== Segment start ==

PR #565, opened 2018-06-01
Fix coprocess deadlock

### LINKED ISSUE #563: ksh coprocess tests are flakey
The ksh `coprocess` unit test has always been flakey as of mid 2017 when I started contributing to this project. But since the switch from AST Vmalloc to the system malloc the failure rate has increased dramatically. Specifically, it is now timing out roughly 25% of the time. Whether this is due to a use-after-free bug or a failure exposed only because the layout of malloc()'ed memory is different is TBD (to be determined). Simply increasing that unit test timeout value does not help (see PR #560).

== Segment end ==
== Segment start ==

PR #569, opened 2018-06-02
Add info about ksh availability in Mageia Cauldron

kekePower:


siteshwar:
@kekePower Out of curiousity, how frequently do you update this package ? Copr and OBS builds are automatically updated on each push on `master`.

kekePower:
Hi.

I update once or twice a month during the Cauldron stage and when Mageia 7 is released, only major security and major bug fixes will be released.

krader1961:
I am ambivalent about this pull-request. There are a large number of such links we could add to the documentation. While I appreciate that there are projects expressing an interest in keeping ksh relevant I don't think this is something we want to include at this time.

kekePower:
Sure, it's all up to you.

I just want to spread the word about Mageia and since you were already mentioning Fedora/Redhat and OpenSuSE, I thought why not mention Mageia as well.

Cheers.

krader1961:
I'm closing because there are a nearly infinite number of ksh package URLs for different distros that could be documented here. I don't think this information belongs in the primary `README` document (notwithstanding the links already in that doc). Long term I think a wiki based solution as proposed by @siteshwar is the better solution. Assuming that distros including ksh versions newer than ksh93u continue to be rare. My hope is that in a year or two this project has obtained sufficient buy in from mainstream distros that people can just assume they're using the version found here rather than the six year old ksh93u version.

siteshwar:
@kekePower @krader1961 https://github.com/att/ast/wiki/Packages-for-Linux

== Segment end ==

__WHAT THE TASK ASKS__. Which lines of the entries above contain the word "Cauldron"? Copy each of them.

__EXPECTED OUTPUT__.
Add info about ksh availability in Mageia Cauldron
I update once or twice a month during the Cauldron stage and when Mageia 7 is released, only major security and major bug fixes will be released.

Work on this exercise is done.